Find the line with "PR #3194, opened 2017-07-04" in the entries below, then reproduce it and every line after it down to and including the line with "Only works with", exactly.
Segment Start: Information provided
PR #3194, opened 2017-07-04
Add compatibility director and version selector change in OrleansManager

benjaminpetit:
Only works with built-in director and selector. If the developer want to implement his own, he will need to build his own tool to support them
Segment End: Information provided
Segment Start: Information provided
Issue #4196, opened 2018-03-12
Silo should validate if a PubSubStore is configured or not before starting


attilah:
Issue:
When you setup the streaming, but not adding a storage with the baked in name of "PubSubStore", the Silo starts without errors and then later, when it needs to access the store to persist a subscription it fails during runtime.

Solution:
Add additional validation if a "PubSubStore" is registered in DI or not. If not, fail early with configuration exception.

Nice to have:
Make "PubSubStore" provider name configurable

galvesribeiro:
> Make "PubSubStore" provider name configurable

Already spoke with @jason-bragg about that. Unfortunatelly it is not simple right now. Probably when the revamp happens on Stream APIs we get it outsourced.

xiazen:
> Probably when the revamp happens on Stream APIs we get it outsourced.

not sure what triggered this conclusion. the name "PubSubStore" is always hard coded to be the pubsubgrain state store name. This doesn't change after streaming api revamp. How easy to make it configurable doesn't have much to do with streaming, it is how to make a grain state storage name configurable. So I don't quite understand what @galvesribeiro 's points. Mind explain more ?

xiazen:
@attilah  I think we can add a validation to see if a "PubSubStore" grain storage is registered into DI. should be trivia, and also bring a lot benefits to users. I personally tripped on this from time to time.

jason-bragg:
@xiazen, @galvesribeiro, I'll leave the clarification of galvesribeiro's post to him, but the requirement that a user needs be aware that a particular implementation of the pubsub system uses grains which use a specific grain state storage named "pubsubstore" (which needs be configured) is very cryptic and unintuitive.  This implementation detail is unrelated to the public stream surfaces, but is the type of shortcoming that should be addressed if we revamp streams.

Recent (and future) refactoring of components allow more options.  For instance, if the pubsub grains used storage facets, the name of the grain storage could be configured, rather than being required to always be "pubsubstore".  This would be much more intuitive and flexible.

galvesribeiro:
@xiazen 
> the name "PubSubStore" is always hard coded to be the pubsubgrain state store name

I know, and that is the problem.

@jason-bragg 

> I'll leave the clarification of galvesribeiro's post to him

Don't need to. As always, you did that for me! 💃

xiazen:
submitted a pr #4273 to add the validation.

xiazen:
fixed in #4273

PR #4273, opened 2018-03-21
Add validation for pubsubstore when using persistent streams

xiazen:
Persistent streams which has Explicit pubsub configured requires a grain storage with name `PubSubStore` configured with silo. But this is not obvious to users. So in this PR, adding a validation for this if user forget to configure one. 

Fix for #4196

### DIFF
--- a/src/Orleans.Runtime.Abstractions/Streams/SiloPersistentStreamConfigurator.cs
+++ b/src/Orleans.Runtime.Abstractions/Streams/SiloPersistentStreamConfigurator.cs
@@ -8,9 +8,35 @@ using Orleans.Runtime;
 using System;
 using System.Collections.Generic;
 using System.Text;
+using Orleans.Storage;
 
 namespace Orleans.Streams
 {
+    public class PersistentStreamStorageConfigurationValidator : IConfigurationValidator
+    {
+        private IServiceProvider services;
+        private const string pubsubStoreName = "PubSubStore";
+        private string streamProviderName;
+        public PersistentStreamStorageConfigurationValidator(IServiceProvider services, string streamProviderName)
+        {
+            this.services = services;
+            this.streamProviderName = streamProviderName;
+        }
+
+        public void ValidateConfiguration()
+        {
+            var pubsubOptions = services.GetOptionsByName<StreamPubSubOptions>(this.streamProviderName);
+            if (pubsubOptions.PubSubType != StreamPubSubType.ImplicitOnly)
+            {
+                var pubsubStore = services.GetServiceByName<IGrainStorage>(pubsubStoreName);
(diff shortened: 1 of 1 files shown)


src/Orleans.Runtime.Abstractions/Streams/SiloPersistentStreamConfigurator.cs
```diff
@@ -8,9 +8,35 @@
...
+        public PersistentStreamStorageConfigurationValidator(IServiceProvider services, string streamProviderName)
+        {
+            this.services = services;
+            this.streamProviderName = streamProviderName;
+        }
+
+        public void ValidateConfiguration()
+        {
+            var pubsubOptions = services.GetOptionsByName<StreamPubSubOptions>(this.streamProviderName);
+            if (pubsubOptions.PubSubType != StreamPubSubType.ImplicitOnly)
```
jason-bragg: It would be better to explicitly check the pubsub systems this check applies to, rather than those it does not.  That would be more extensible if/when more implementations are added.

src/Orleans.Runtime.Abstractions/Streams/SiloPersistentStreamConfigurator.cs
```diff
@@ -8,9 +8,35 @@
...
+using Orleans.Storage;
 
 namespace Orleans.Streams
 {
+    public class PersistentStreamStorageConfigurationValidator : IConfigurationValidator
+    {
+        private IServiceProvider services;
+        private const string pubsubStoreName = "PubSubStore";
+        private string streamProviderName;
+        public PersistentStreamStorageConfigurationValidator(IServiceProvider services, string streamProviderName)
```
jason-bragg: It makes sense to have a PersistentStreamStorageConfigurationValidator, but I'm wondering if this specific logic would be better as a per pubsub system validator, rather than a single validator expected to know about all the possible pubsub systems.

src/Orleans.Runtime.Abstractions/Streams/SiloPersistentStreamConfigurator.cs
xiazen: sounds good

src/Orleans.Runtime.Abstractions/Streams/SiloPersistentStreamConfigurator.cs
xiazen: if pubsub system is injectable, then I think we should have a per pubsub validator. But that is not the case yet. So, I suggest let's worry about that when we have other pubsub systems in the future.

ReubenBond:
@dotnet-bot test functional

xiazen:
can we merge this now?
Segment End: Information provided
Response to this exercise.
PR #3194, opened 2017-07-04
Add compatibility director and version selector change in OrleansManager

benjaminpetit:
Only works with built-in director and selector. If the developer want to implement his own, he will need to build his own tool to support them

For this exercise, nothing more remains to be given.